Let me tell you what hell looks like. In fact, let me tell you what hell looks, smells, and sounds like. Hell is the second to last row on a late flight from O’Hare to Albany sitting next to an oversized overweight giant who smells like a combination of sautéed onions, feet, and low rent booze, who breathes so loudly it almost drowns out the engines roaring next to my head, and not being able to recline and read because an angry six-year-old keeps kicking the back of my seat while he screams, “I want grilled cheese!”

The flight from hell lasts six and half hours due to two connecting stops. Six and a half hours of my life that I would like to permanently scrub from my memory. In general, I’m a good sport about stuff like this. As a journalist, roughing it is part of the job description. No, I haven’t exactly skipped through the war-torn streets of Idlib yet, but I’ve slept in my junker in pursuit of a story on more than a few occasions. And I’ve ventured into places that most people with a modicum of self-preservation would never step foot into.

That said, heading back to Lake Placid for an undetermined amount of time has me raw to the bone and feeling not at all forgiving of my liberties being infringed.

It’s not like my loathing of my hometown is baseless. I have my reasons. Lake Placid is trapped in a time warp for me. Everything about it triggers all the awful feelings that I’ve worked hard to leave behind. Which is why I don’t allow myself to think about it for more than a nanosecond. When I left for college, that part of my life died, and I’d like for it to stay that way.

Almost on cue, the number one reason for all my problems appears on the small TV screen embedded in the seat before me. God has a sick sense of humor.

CNN is on and the volume is off, but Dr. Zelda Anderson is flapping her lips and smiling at Chris Cuomo like she’s planning to eat him alive. And that’s not hyperbole; the woman is a super-predator. My mother is one of those celebrity therapist that writes books and makes TV appearances. I’m pretty sure she’s never had any legit patients that she’s cared for because that would require the ability to empathize. No, Zelda is content with spouting words of wisdom she doesn’t live by and getting her hair and makeup done.

I can’t press the button fast enough, and heave a sigh of relief when the screen goes dark.

The plane ride from hell ends around 10 pm with a bumpy landing and a kick to the back of my seat hard enough to displace the last vertebra of my spine. This happens second from me standing and screaming, “Will somebody get this child a fucking grilled cheese!”

The bone-jarring landing is followed up by a foot race to the car rental counters when we’re informed by loudspeaker that all connecting flights are canceled due to the mother-of-all-storms gathering along the East coast. With two large and overstuffed suitcases dragging behind me, running fast is a relative term.
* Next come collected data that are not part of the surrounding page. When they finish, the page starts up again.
PR #466, opened 2021-08-26
Merge current state of probe baking

C-Core:
Not usable at the moment and still heavily work in progress


Code/Engine/Core/World/Implementation/World.cpp
```diff
@@ -632,7 +632,7 @@ ezWorldModule* ezWorld::GetModule(const ezRTTI* pRtti)
   return nullptr;
 }
 
-const ezWorldModule* ezWorld::GetModuleReadOnly(const ezRTTI* pRtti) const
+const ezWorldModule* ezWorld::GetModule(const ezRTTI* pRtti) const
```
jankrassnigg, line 635: I'd prefer to keep the other name, because the const and non const methods have different behavior.

Code/Engine/RendererCore/BakedProbes/Implementation/BakedProbesComponent.cpp
```diff
@@ -0,0 +1,472 @@
...
+
+      ezStringBuilder sb;
+      for (ezUInt32 i = 0; i < EZ_ARRAY_SIZE(indexData.m_probeIndices); ++i)
+      {
+        ezVec3 pos = pProbeTree->GetProbePositions()[indexData.m_probeIndices[i]];
+        ezDebugRenderer::DrawCross(msg.m_pView->GetHandle(), pos, 0.5f, ezColor::Yellow);
+
+        sb.Format("Weight: {}", indexData.m_probeWeights[i]);
+        pos.z += 0.5f;
+        ezDebugRenderer::Draw3DText(msg.m_pView->GetHandle(), sb, pos, ezColor::Yellow);
```
jankrassnigg: You could now use formatted printing directly with ezFmt

Code/Engine/RendererCore/BakedProbes/Implementation/BakingUtils.cpp
```diff
@@ -0,0 +1,47 @@
+#include <RendererCore/RendererCorePCH.h>
+
+#include <RendererCore/BakedProbes/BakingUtils.h>
+
+ezVec3 ezBakingUtils::FibonacciSphere(ezUInt32 sampleIndex, ezUInt32 numSamples)
+{
```
jankrassnigg, line 6: Could this be moved somewhere more accessible? Like ezGraphicsUtils maybe? Could be useful for other things as well.

Code/Engine/RendererCore/Debug/Implementation/DebugRenderer.cpp
```diff
@@ -85,8 +85,8 @@ namespace
     ezDynamicArray<Vertex, ezAlignedAllocatorWrapper> m_line2DVertices;
     ezDynamicArray<BoxData, ezAlignedAllocatorWrapper> m_lineBoxes;
     ezDynamicArray<BoxData, ezAlignedAllocatorWrapper> m_solidBoxes;
-    ezMap<ezTexture2DResourceHandle, ezDynamicArray<TexVertex, ezAlignedAllocatorWrapper>> m_texTriangle2DVertices;
-    ezMap<ezTexture2DResourceHandle, ezDynamicArray<TexVertex, ezAlignedAllocatorWrapper>> m_texTriangle3DVertices;
+    ezMap<ezGALResourceViewHandle, ezDynamicArray<TexVertex, ezAlignedAllocatorWrapper>> m_texTriangle2DVertices;
+    ezMap<ezGALResourceViewHandle, ezDynamicArray<TexVertex, ezAlignedAllocatorWrapper>> m_texTriangle3DVertices;
```
jankrassnigg, line 89: Why? Doesn't that risk unloading the texture?

Code/Engine/Core/World/Implementation/World.cpp
C-Core: There are both variants now. I've re-added the GetModule const method for consistency, since we don't use the ReadOnly suffix elsewhere. (we would need to add it to all const methods of ezWorld and ezGameObject, potentially ezComponent etc)

Code/Engine/RendererCore/Debug/Implementation/DebugRenderer.cpp
C-Core: I've added a Draw2DRectangle variant which only takes a ezGALResourceViewHandle for rendertargets so this is the common denominator. I don't think that unloading the texture is a problem since there is someone outside which keeps a texture resource handle.

Code/Engine/RendererCore/BakedProbes/Implementation/BakingUtils.cpp
C-Core: Maybe later, we don't have a good place at the moment. ezGraphicsUtils doesn't really fit. The FibonacciSphere is mostly useful for sampling and we don't have a common place for that I think.

Issue #470, opened 2021-09-04
[FEATURE] DebugRenderer ordered text rendering


jankrassnigg:
The DebugRenderer should have a mode to add text to the screen, which automatically places the text in a non-overlapping position with other text.

E.g. append text, maybe structured in a hierarchy.

C-Core:
What would be the use case? This would require full text layouting which is beyond the scope of the debug renderer I think.

jankrassnigg:
The use case would be to enable multiple debug outputs and have them automatically show up below each other, daher than having to guess a good position for each. Also it would be resolution independent. 

I don't intend to do layouting, but rather a very simply mechanism of specifying a screen corner as the anchor and then draw the strings beneath each other there.  There might still be overlap, but printing 10 different things on screen would still be easier. 

For example the camera stats would be a use case. Actually basically everything that currently does Draw2DText.

jankrassnigg:
Fixed by #473

PR #473, opened 2021-09-05
Adds DebugRenderer::DrawInfoText for automatic placement

jankrassnigg:
The new function places text in one of the 4 screen corners or top/center or bottom/center.

Position is determined automatically by how much other text is already placed there.
Size is fixed.

This is useful for outputting stats where the exact placement is not important, but it should always be readable.

Example:

image

These are 4 DrawInfoText calls. One uses a single multi-line string. The other three are separate calls. There are two "groups" of strings, and there is an empty line between groups.


jankrassnigg:
@C-Core the code (and comments) are not 100% finished yet, but this is what I meant with #470.

Code/Engine/RendererCore/Debug/Implementation/DebugRenderer.cpp
```diff
@@ -1252,6 +1281,58 @@ void ezDebugRenderer::RenderInternal(const ezDebugRendererContext& context, cons
     }
   }
 
+  // info text
```
C-Core: You have to do this whole code block before the framecounter is set to the current frame:
pDoubleBufferedContextData->m_uiLastRenderedFrame = ezRenderWorld::GetFrameCounter();
otherwise you introduce a frame delay when you call Draw2DText here

Code/Engine/RendererCore/Debug/Implementation/DebugRenderer.cpp
```diff
@@ -1252,6 +1281,58 @@ void ezDebugRenderer::RenderInternal(const ezDebugRendererContext& context, cons
...
+      ezVec2I32(resX - 10, 10),
+      ezVec2I32(10, resY - 10),
+      ezVec2I32(resX / 2, resY - 10),
+      ezVec2I32(resX - 10, resY - 10)};
+
+    for (ezUInt32 corner = 0; corner < (ezUInt32)ezDebugRenderer::ScreenPlacement::ENUM_COUNT; ++corner)
+    {
+      auto& cd = pData->m_infoTextData[corner];
+
+      cd.Sort([](const InfoTextData& lhs, const InfoTextData& rhs) -> bool { return lhs.m_group < rhs.m_group; });
```
C-Core: Sort is not stable so text lines might be shuffled within one group

Code/Engine/RendererCore/Pipeline/Implementation/Passes/ForwardRenderPass.cpp
```diff
@@ -113,7 +113,7 @@ void ezForwardRenderPass::SetupPermutationVars(const ezRenderViewContext& render
   ezViewRenderMode::GetDebugText(renderViewContext.m_pViewData->m_ViewRenderMode, sDebugText);
   if (!sDebugText.IsEmpty())
   {
-    ezDebugRenderer::Draw2DText(*renderViewContext.m_pViewDebugContext, sDebugText, ezVec2I32(10, 10), ezColor::White);
+    ezDebugRenderer::DrawInfoText(*renderViewContext.m_pViewDebugContext, ezDebugRenderer::ScreenPlacement::TopLeft, "RenderPassDbg", sDebugText);
```
C-Core: I would leave this text always at a fixed place. This text typically tells what a debug render mode does, which would be odd if this would show up somewhere in the middle of the screen.

Code/Engine/RendererCore/Pipeline/Implementation/Passes/SimpleRenderPass.cpp
```diff
@@ -118,7 +118,7 @@ void ezSimpleRenderPass::Execute(const ezRenderViewContext& renderViewContext, c
 
   if (!m_sMessage.IsEmpty())
   {
-    ezDebugRenderer::Draw2DText(*renderViewContext.m_pViewDebugContext, m_sMessage.GetData(), ezVec2I32(20, 20), ezColor::OrangeRed);
+    ezDebugRenderer::DrawInfoText(*renderViewContext.m_pViewDebugContext, ezDebugRenderer::ScreenPlacement::TopLeft, "SimplePassDbg", m_sMessage.GetData(), ezColor::OrangeRed);
```
C-Core: Same here leave at fixed place.

Code/Engine/RendererCore/BakedProbes/Implementation/BakedProbesComponent.cpp
```diff
@@ -404,7 +404,7 @@ void ezBakedProbesComponent::RenderDebugOverlay()
   ezBakingInterface* pBakingInterface = ezSingletonRegistry::GetSingletonInstance<ezBakingInterface>();
   if (pBakingInterface == nullptr)
   {
-    ezDebugRenderer::Draw2DText(pView->GetHandle(), "Baking Plugin not loaded", ezVec2I32(10, 10), ezColor::OrangeRed);
+    ezDebugRenderer::DrawInfoText(pView->GetHandle(), ezDebugRenderer::ScreenPlacement::TopLeft, "BakingPlugin", "Baking Plugin not loaded", ezColor::OrangeRed);
```
C-Core: This is a warning text which should always be at a fixed place.

C-Core (approved):

Code/Engine/RendererCore/Debug/Implementation/DebugRenderer.cpp
jankrassnigg: actually the sort is not needed at all

Code/Engine/RendererCore/Debug/Implementation/DebugRenderer.cpp
jankrassnigg: I have changed this, but I sometimes see flickering, ie the text is rendered twice in a single frame. I'm wondering, whether that's because of my change here, or whether the text was always potentially inserted twice (mesh asset stats rendering).

Code/Engine/RendererCore/Debug/Implementation/DebugRenderer.cpp
C-Core: The sort is needed, otherwise there is no deterministic ordering. All debug render function can be called from multiple threads.

Code/Engine/RendererCore/Debug/Implementation/DebugRenderer.cpp
C-Core: Actually I was wrong: The code block needs to be before
PerContextData* pData = pDoubleBufferedContextData->m_pData[ezRenderWorld::GetDataIndexForRendering()].Borrow();
That should solve the flickering.

Code/Engine/RendererCore/Debug/Implementation/DebugRenderer.cpp
```diff
@@ -983,14 +1067,66 @@ void ezDebugRenderer::RenderInternal(const ezDebugRendererContext& context, cons
...
   PerContextData* pData = pDoubleBufferedContextData->m_pData[ezRenderWorld::GetDataIndexForRendering()].Borrow();
   if (pData == nullptr)
   {
     return;
   }
 
+  // update the frame counter
+  pDoubleBufferedContextData->m_uiLastRenderedFrame = ezRenderWorld::GetFrameCounter();
+
+  // draw info text
```
C-Core: This is still not the right place. This block ("draw info text") has to be before line 1064. Just like the presistent stuff.

Code/Engine/RendererCore/Debug/Implementation/DebugRenderer.cpp
jankrassnigg: Ah, right. I've switched to insertion sort. Maybe we should have a "StableSort" function on our containers ?

Code/Engine/RendererCore/Debug/Implementation/DebugRenderer.cpp
jankrassnigg: Yes, and since I need pData, I also needed to use GetDataIndexForExtraction actually.

Code/Engine/RendererCore/Debug/Implementation/DebugRenderer.cpp
jankrassnigg: Yep, my previous change was wrong.

Code/Engine/RendererCore/Debug/Implementation/DebugRenderer.cpp
C-Core: Unfortunately there is no fast and stable sort algorithm that works entirely in-place. Insertion sort is stable but also slow^^

Code/Engine/RendererCore/Debug/Implementation/DebugRenderer.cpp
C-Core: Can you add a unit test where you print a framecounter with Draw2DText and DrawInfoText and check that the frame counter is the same.

Code/Engine/RendererCore/Debug/Implementation/DebugRenderer.cpp
jankrassnigg: Yeah, I meant to add "StableSort" as a function to the containers, so that you can pick Sort or StableSort, depending on your needs. Right now it is not obvious that Sort isn't stable, and what to do, if you need it.

Code/Engine/RendererCore/Debug/Implementation/DebugRenderer.cpp
jankrassnigg: So I just noticed that using the IndexForRendering, some strings (e.g. the FPS counter) don't show up anymore. So I switched it back to the other index. But then I sometimes get flickering.

I don't understand the problem to be honest.

Code/Engine/RendererCore/Debug/Implementation/DebugRenderer.cpp
C-Core: Ok, doesn't hurt to add a StableSort function to the containers, but we should document that it is not really fast.

Code/Engine/RendererCore/Debug/Implementation/DebugRenderer.cpp
C-Core: IndexForRendering should be correct, but I can take a look later

jankrassnigg: I've added a unit test. Not sure whether it makes sense though.

C-Core: Is it possible that you tried to enable the fps counter in editor? That was not working because it only searched for a main view but not an editor view as fallback, I submitted a fix. Now everything seems to work as expected as far as I can tell.

jankrassnigg: No, that's not the problem, but interesting that you made that work.

The flickering is still there (open a mesh asset and transform something, then you'll see the text flicker). I guess I know what the problem is, but it might not be (easily) fixable. For now it's not that important and we can talk about that at a later time.

PR #475, opened 2021-09-15
Adds image volume to procecural generation

jankrassnigg:


Code/EnginePlugins/ProcGenPlugin/Tasks/Implementation/Utils.cpp
```diff
@@ -35,14 +35,32 @@ void ezProcGenExpressionFunctions::ApplyVolumes(ezExpression::Inputs inputs, ezE
 
   const ezSimdVec4f* pInitialValues = inputs[3].GetPtr();
 
+  const ezSimdVec4f* pImgMode = inputs[5].GetPtr();
```
C-Core, line 38: You can assume that imgMode and refcolor are constants and only read the .x() value, same as we do for the tagsetindex above. If you really want that the mode and refcolor can vary for each point you would need to iterate through the input array like we do for the position here.

C-Core (approved):

Code/EnginePlugins/ProcGenPlugin/Tasks/Implementation/Utils.cpp
jankrassnigg: Ok, I wasn't sure whether the VM might execute multiple pieces of the graph in the same call and thus have data change in between (ie when it switches from one volume to another).

Code/Engine/Texture/Image/Implementation/ImageUtils.cpp
```diff
@@ -1517,6 +1517,48 @@ ezResult ezImageUtils::CreateVolumeTextureFromSingleFile(ezImage& dstImg, const
...
+  return NearestSample(image.GetPixelPointer<ezColor>(), image.GetWidth(), image.GetHeight(), addressMode, uv);
+}
+
+ezColor ezImageUtils::NearestSample(const ezColor* pPixelPointer, ezUInt32 uiWidth, ezUInt32 uiHeight, ezImageAddressMode::Enum addressMode, ezVec2 uv)
+{
+  const ezInt32 w = uiWidth;
+  const ezInt32 h = uiHeight;
+
+  uv = uv.CompMul(ezVec2(static_cast<float>(w), static_cast<float>(h))) - ezVec2(0.5f);
+  const float floorX = ezMath::Round(uv.x);
```
C-Core: Is Round really correct here since we subtract 0.5 pixels already above I think it should be floor like in the bilinearSample

Code/EnginePlugins/ProcGenPlugin/Tasks/Implementation/PlacementTask.cpp
```diff
@@ -69,25 +69,39 @@ void PlacementTask::FindPlacementPoints()
...
+
+        if (!hitSurface->IsBasedOn(pOutput->m_hSurface))
+          continue;
+      }
+    }
+    else if (m_pData->m_pOutput->m_Mode == ezProcPlacementMode::Fixed)
+    {
+      ezSimdVec4f rayStart = (vXY + patternCoords * pOutput->m_fFootprint);
+      rayStart += ezSimdRandom::FloatMinMax(ezSimdVec4i(i), vMinOffset, vMaxOffset, seed);
+      rayStart.SetZ(fZStart);
```
C-Core: should be bounding box center here: fZStart + fZRange * 0.5

Code/Engine/Texture/Image/Implementation/ImageUtils.cpp
jankrassnigg: Round does +0.5 and floor, so I guess I should just remove the -0.5

PR #477, opened 2021-09-23
ProcGen improvements (asset save + color gradient)

jankrassnigg:


Code/EnginePlugins/ProcGenPlugin/Components/Implementation/PlacementTile.cpp
```diff
@@ -133,13 +135,20 @@ ezUInt32 PlacementTile::PlaceObjects(ezWorld& world, ezArrayPtr<const PlacementT
 
     pPrefab->InstantiatePrefab(world, transform, options);
 
-    for (auto pRootObject : rootObjects)
+    // only send the color message, if we actually have a custom color
+    if (objectTransform.m_ObjectColor != ezColor::ZeroColor())
```
C-Core: Since the color is sometimes used for arbitrary data it might not be uncommon to use an "everything zero" color. I would add a flag to objectTransform whether to set color or not.

jankrassnigg: ok

PR #478, opened 2021-09-26
# Scene Layer Support

### LINKED ISSUE #464: [FEATURE] Allow to separate scene into multiple layers
* One file per layer
* Locking/unlocking layers

Sanakan8472:
## User Guide
image

- Layers are separate documents (ezLayerDocument) that can be added to a scene to allow for various parts of a scene to be loaded / unloaded and help organize bigger scenes. Right now, all layers are still baked into the parent scene on export. Engine support for layers will be added later.
- A new layer panel is added that allows the user to add / remove layers, load / unload and toggle their visibility. Layers can be dragged around to change their order and game objects can be dragged onto a layer to move them between layers.
- Only one layer can be modified at any given time. By selecting the layer in the layer panel it becomes active and its content is shown in the scene tree.
- As layers are supposed to be unloadable there can't be any object / component references across layers.
- Multi-selection in the viewport will only allow selecting objects from the active layer. Single selection will automatically swtich the active layer to the one corresponding to the selected object.
- Ctrl+S is changed to save the active layer within the scene.
- Layer names map directly to their file names which are stored in the *[SceneName]_data folder*. To rename a layer, its file has to be renamed.

## Layers Implementation Details

- Before this PR, every document window mapped to exactly one document. The concept of a main / sub-document was added similiar to their asset counterparts a sub-asset is part of another document, i.e. the main document that controls it. ezDocument was extended with functions to query the type of document and the currently active sub-document that is being edited.
- To keep the affect on exisiting UI code to a minimum, not all code was changed to be aware that a document window can map to multipe documents. Instead, the ezCommandHistory, ezDocumentObjectManager, ezObjectMetaData and ezSelectionManager had their data moved into a separate storage class and whenever the active layer of a scene changes the content of the afore mentioned classes of the scene is replaced with the content of the active layer. Thus, code that is not layer ware will always work on the active layer. The side-effect of this is that changes must only be done to a layer when it is active as otherwise certain features would break.
- ezScene2Document::InitializeAfterLoadingAndSaving will swap all the document parts (object manager, selection, undo history) against new instances. Thus, everything that accessed those during load gets the 'real' document content. Afterwards, every access goes against the adapter versions that redirect to the active document. In the ezScene2Document dtor, the swap is reversed to make sure everything deints on the same object instances (removing event subs etc).
- Opening / creating a document allows for the context object to be passed into the ctor, allowing for a layer to be informed what the parent scene is.
- Document is aware now that it and its window can host other documents as clients or that is a client doc hosted inside another doc / window.

## Scene Implementation Details

- Scene has its class changed to ezScene2Document and ezSceneDocument has become a base class. Will be renamed in a later PR to keep the diff to a minimum.
- Added enum to differentiate scene, prefab, layer.
- The scene graph tree is now stackable. When the active layer changes the corresponding widget is brought to the front. This means that all view state is preserved when switching the active layer.
  - The only tricky part is the actual scene tree as the scene's content is constatly swapped out we must not rely on the scene pointer in the model. Thus, ezQtGameObjectAdapter / ezQtGameObjectModel needed extensive changes to not rely on the doc pointer to get access to various parts of the doc (selection, object manager, meta data storage).
- Added BeforeReset / AfterReset events to ezDocumentObjectManager. Used when switching the content of the scene when switching layers. So instead of firing object removed / added for every root object there are just two messages: BeforeReset / AfterReset.
- The scene has a custom ezSceneSelectionContext which allows it to switch layers automatically when selecting an element in the viewport that belongs to a different layer.
- Add support for setting a custom root node in a tree model. This allows for the tree model to be used for e.g. layers which are stored in a separate property on the root node.
- Each scene document type now has a custom ezSceneDocumentSettingsBase derived settings class (ezSceneDocumentSettings, ezPrefabDocumentSettings, ezLayerDocumentSettings, ). A patch changes ezSceneDocumentSettings to ezPrefabDocumentSettings as only prefabs use them until now. EnsureSettingsObjectExist will switch the settings object to the correct type when loading old documents.
- ezQtLayerAdapter implements the custom layer visualization. Supports layer loaded / visible state change with small buttons in the item cell.
- Layer lifetime in editor is coupled to the parent scene. I.e., closing a scene also closes all layers.
- Setting reference to object in other layer displays a status message that this is not allowed.
- RMB -> attach to this will show an error if the target object is in another layer.

## Engine Context Implementation Details

- Layers have runtime contexts to mirror their content.
- A DocumentMetaData object can be sent to the engine process on context creation. This allows for the layer context to be informed which scene it belongs to so that all its content is created in the same ezWorld.
- Differentiating between objects of different layers in the ezWorld is implemented by tagging each ezGameObject with a tag in the form of "Layer_1". Layer guids are remapped to indices to prevent tag regstry polution. Thus, all documents share the same tags.
- Hiding layers is done by adding the appropriate exclude tags to the view.
- Allow a layer to be opened individually by posing as a scene. To do this the engine context needs to be redirected to ezSceneContext instead of ezLayerContext which is done by a custom function "AllocateContext" which can be implemented per engine context and gets passed in the ezDocumentOpenMsgToEngine.
- Pick IDs are unique across the scene and its layers as they all share the same m_uiNextComponentPickingID.
- ezEngineProcessDocumentContext::m_pWorld is no longer a unique ptr to support sharing the world between scene and layers.

## Misc changes and fixes

- ezDragDropInfo now stores the adapter of the target parent object to allow querying under which property the dragged object can be stored.
- Fixed the Qt selection so that it inherits the selection state from the underlying selection manager on creation.
- Added Edit > PasteAtOriginalLocation to place objects at the exact same global position they were copied from.
- Better detection for AMD graphics cards to switch some image compare sets.
- Added **EZ_TEST_STATUS** macro to verify ezStatus success and output its error message on failure.
- Fixed bug when calling a function via reflection that returns a pointer.
- Fixed wrong position dragging objects to other layers which also affected copy&paste in general. This is done now by storing the global transform in the serialized nodes. ezSceneDocument::PasteAtOrignalPosition will restore global position if present.
- Fixed icons in the scene tree not being visible at the start.
- Fixed random crash on shadow pool (shadow pool views can contain dead ezWorld ptrs.)
- TypeScript asset was accidentally marked as having an engine connection.
- Fixed relative item order to remain the same after copy&paste or moving between layers.
- Fixed item position under the parent's children when switchting between editor and engine prefabs types.
- Added support to unmap actions from an action mapping. Used to e.g. remove the standard save action again in the scene and replace it with the save active layer action.
- Shadow pool views inherit the exclusion tags of the view that spawned them. This is e.g. used to hide the shadows of hidden layers in the scene.
- Added helper function ezGraphPatchContext::RenameClass for easier patch writing when renaming classes.
- Physics scene now uses layers.

## Unit tests

- ezEditorTest class was extended with various helper functions to test various drag&drop operations.
- Expanded GameObjectReferences test to also test the functionality within a layer.
- Added scene layer operations test.
- Added basic prefab test.


Code/Editor/EditorEngineProcessFramework/EngineProcess/EngineProcessDocumentContext.h
```diff
@@ -100,7 +121,7 @@ class EZ_EDITORENGINEPROCESSFRAMEWORK_DLL ezEngineProcessDocumentContext : publi
   /// \brief Called before a thumbnail context is destroyed. Used for cleanup of what was done in OnThumbnailViewContextCreated()
   virtual void OnDestroyThumbnailViewContext();
 
-  ezUniquePtr<ezWorld> m_pWorld;
+  ezWorld* m_pWorld;
```
jankrassnigg: = nullptr

Code/Editor/EditorEngineProcessFramework/EngineProcess/EngineProcessDocumentContext.h
```diff
@@ -15,6 +15,24 @@ class ezExportDocumentMsgToEngine;
...
 
+struct ezEngineProcessDocumentContextFlags
+{
+  typedef ezUInt8 StorageType;
+
+  enum Enum
+  {
+    None = 0,
+    CreateWorld = EZ_BIT(0),
+    Default = CreateWorld
```
jankrassnigg: Maybe I would make None the default, to make this more explicit everywhere ?

Code/Editor/EditorEngineProcessFramework/EngineProcess/EngineProcessDocumentContext.h
```diff
@@ -24,17 +42,17 @@ class EZ_EDITORENGINEPROCESSFRAMEWORK_DLL ezEngineProcessDocumentContext : publi
   EZ_ADD_DYNAMIC_REFLECTION(ezEngineProcessDocumentContext, ezReflectedClass);
 
 public:
-  ezEngineProcessDocumentContext();
+  ezEngineProcessDocumentContext(ezBitflags<ezEngineProcessDocumentContextFlags> flags = ezEngineProcessDocumentContextFlags::Default);
   virtual ~ezEngineProcessDocumentContext();
 
-  void Initialize(const ezUuid& DocumentGuid, ezEngineProcessCommunicationChannel* pIPC);
+  virtual void Initialize(const ezUuid& DocumentGuid, const ezVariant& metaData, ezEngineProcessCommunicationChannel* pIPC);
```
jankrassnigg, line 48: make sure this isn't called from constructors, because you know how they like virtual functions

Code/Editor/EditorEngineProcessFramework/EngineProcess/EngineProcessDocumentContext.h
Sanakan8472: Fixed.

Code/Editor/EditorEngineProcessFramework/EngineProcess/EngineProcessDocumentContext.h
Sanakan8472: Not possible as these are created via reflection and the void ctor. Should be safe.

Code/Editor/EditorEngineProcessFramework/EngineProcess/EngineProcessDocumentContext.h
Sanakan8472: Done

When I finally get there, I’m the umpteenth person in line. I pull out my phone while I wait and check my Twitter feed. 1,038 new alerts to my tweet, which I refuse to delete out of principal.

Most of them are suggesting I do things to the orifices of my body that would end my life. One threatens to doxx me. For those of you unfamiliar with this practice, it means to post personal information like an address of where you live and work online for public consumption, quite possibly putting someone in harm’s way.